6. (SBU) Father Khai noted that four police cars were present when
the group arrived for the April 11 meeting and that police, both
uniformed and plain-clothed, maintain an ongoing presence at the
disputed site. He confirmed that there has been no violence between
police and those gathered, but noted that the police frequently film
the gatherings and take pictures.

7. (SBU) Father Khai highlighted that many local officials have
visited the site, attempting to persuade Church officials to ask
people to stop gathering at the site, including representatives from
the neighborhood and city level administrations, the Vietnam
Fatherland Front, the Vietnam Women's Union, and the People's
Committee. However, given that a number of Catholic bishops have
announced their public support of Thai Ha Church's efforts, the Thai
Ha leadership and those gathered have no intention of giving in to
the pressure. Father Khai asserted that Catholic believers will not
be shaken in their confidence that they would win this battle,
claiming that Catholic believers are becoming more and more

HANOI 00000499 002.2 OF 002

determined to continue the fight. He believes local officials are
now at a loss for what to do about the ongoing gatherings - they
have tried all means at their disposal, yet the Catholic believers
continue to gather and insist on the return of the land.

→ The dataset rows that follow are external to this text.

PR #1190, opened 2023-12-05
Hotfix add matching funds as donations

mohammadranjbarz:
Related to #1186

### DIFF
--- a/migration/1701689359018-add_fields_to_qf_round_history.ts
+++ b/migration/1701689359018-add_fields_to_qf_round_history.ts
@@ -1,0 +1,69 @@
+import { MigrationInterface, QueryRunner } from 'typeorm';
+
+export class addFieldsToQfRoundHistory1701689359018
+  implements MigrationInterface
+{
+  async up(queryRunner: QueryRunner): Promise<void> {
+    await queryRunner.query(`
+            ALTER TABLE "qf_round_history"
+            ADD COLUMN "matchingFundAmount" real ,
+            ADD COLUMN "matchingFundPriceUsd" real ,
+            ADD COLUMN "matchingFundCurrency" text ;
+        `);
+
+    await queryRunner.query(`
+            ALTER TABLE "donation"
+            ADD COLUMN "distributedFundQfRoundId" integer;
+
+            -- If you have a foreign key constraint to enforce the relationship
+            ALTER TABLE "donation"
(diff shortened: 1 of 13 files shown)


mohammadranjbarz:
I just added a button in admin panel to sync donations with distributed matching funds, but we should add some cronjobs for that to call the function daily, or something like that

**Relate Donations with Distributed Funds** button
Screen Shot 1402-09-14 at 16 02 46

migration/1701689359018-add_fields_to_qf_round_history.ts
```diff
@@ -0,0 +1,69 @@
...
+
+    // Alpha round in production
+    await queryRunner.query(`
+        UPDATE qf_round_history 
+        SET 
+            "matchingFundAmount" = "matchingFund", 
+            "matchingFundPriceUsd" = 1, 
+            "matchingFundCurrency" = 'WXDAI'
+        WHERE 
+            id = 2 AND "matchingFund" IS NOT NULL;
```
jainkrati, line 35: why are we hard coding the id to 2?

src/services/donationService.ts
```diff
@@ -436,3 +444,91 @@ export const sendSegmentEventForDonation = async (params: {
...
+    );
+    return;
+  }
+  logger.debug(
+    `insertDonationsFromQfRoundHistory Filling ${qfRoundHistories.length} qfRoundHistory info ...`,
+  );
+
+  const matchingFundFromAddress =
+    (process.env.MATCHING_FUND_DONATIONS_FROM_ADDRESS as string) ||
+    '0x6e8873085530406995170Da467010565968C7C62'; // Address behind donation.eth ENS address;
```
jainkrati: lets take this as a constant value

jainkrati (changes requested):
Left a comment. Once resolved we are good to merge

migration/1701689359018-add_fields_to_qf_round_history.ts
mohammadranjbarz: We have some qf rounds already in our DB and they have qfRoundHistory items in DB, they dont have new fields, so I had to put their ids hard coded here

mohammadranjbarz: Screen Shot 1402-09-14 at 17 10 15

@jainkrati

jainkrati (approved):

PR #6, opened 2015-08-17
V2 bug fix for double stop pod and reclaim non-pod vm

gao-feng:
Signed-off-by: Gao feng <feng@hyper.sh>


gao-feng:
xen doesn't have qmp. So I think it's unnecessary.

gao-feng:
@carmark commit `remove pod status check in stoppod from hyper to runv` updated. please check,thanks!

PR #7, opened 2015-08-18
rename detatch to detach

gao-feng:


gao-feng:
@carmark yes, it's good. but I don't know if golang or something will do spell check for us.

carmark:
@gao-feng I don't think golang will do the spell check for us, we should do it by ourselves.

gao-feng:
ok, that's another patch, please review this one.

carmark:
LGTM

PR #10, opened 2015-08-21
Network related update

gao-feng:
1, refactor network initialization codes, and fix incorrectly call network,InitNetwork in vbox case
2, introduce disable iptables feature


gao-feng:
test-by: @feiskyer , merged.

PR #11, opened 2015-08-21
add GET_POD_IP command to get pod's IP address

carmark:


gao-feng:
hi, what do you think about this patch 'https://github.com/hyperhq/runv/pull/12'? it's another way to implement this feature.

carmark:
@gao-feng Will you use this patch to implement the network interfaces of pod setup?

gao-feng:
with #12, you can get pod ip from mypod.Ip directly,no need to send getpodip request and read ip from response.

carmark:
@gao-feng I think my propose has better scalability.  You may fill in more data into response when the client request more information.

And with your PR, there are no `StartedAt` and `FinishedAt` fields in Pod structure and `ExitCode` in Container structure.

laijs:
LGTM

PR #12, opened 2015-08-21
save the ip address of pod in hypervisor.pod structure

gao-feng:


gao-feng:
#11  merged, close

PR #15, opened 2015-08-24
fix compile error on darwin

gao-feng:
And remove the dead codes


carmark:
It seems that you need to `go fmt` the file `hypervisor/network/network_darwin.go`, others look good to me.

PR #19, opened 2015-08-28
remove the dependence of godep

laijs:
The path Godeps/_workspace/ is added to GOPATH when build.
so godep itself doesn't be required for build,  remove it.

Note1: godep is still needed for the developers who want to
update the Godeps/
Note2: the golang will have offical vendor support
in the near future.


gnawux:
+1

PR #21, opened 2015-09-01
update network_darwin.go network_unsupported.go

laijs:


carmark:
The network on darwin should be unsupported, so shall we delete `network_darwin.go` file and modify `network_unsupported.go` file to make it work on darwin system?

laijs:
It is orthogonal to the pr.

gao-feng:
LGTM

carmark:
@laijs  

OK, LGTM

8. (SBU) Comment: Although resolving the dispute over the site at
Thai Ha parish is not a stated priority for the Catholic Church
leadership in Vietnam, the disagreement with Hanoi authorities seems
to have touched a nerve with local Catholics, who refuse to be cowed
by threats or persuaded by cajoling, and has left the Hanoi People's
Committee with few remaining options. All efforts by local
authorities at intimidation and persuasion appear to have the
opposite affect on the parishioners, hardening their resolve and
increasing calls for a return of the land to the church. The Hanoi
People's Committee must now decide whether to continue its efforts
to seek a resolution or allow the construction of a planned factory
to begin at the site. The latter will likely require the detention
and possible arrest of Catholic parishioners, and almost certainly
result in public outrage of the wider Catholic community, both in
Vietnam and elsewhere. Whether the national government will become
involved should the local authorities attempt to pursue the latter
course of action, as the GVN did in the dispute over the former
Vatican residence (Ref. C), remains to be seen. End comment.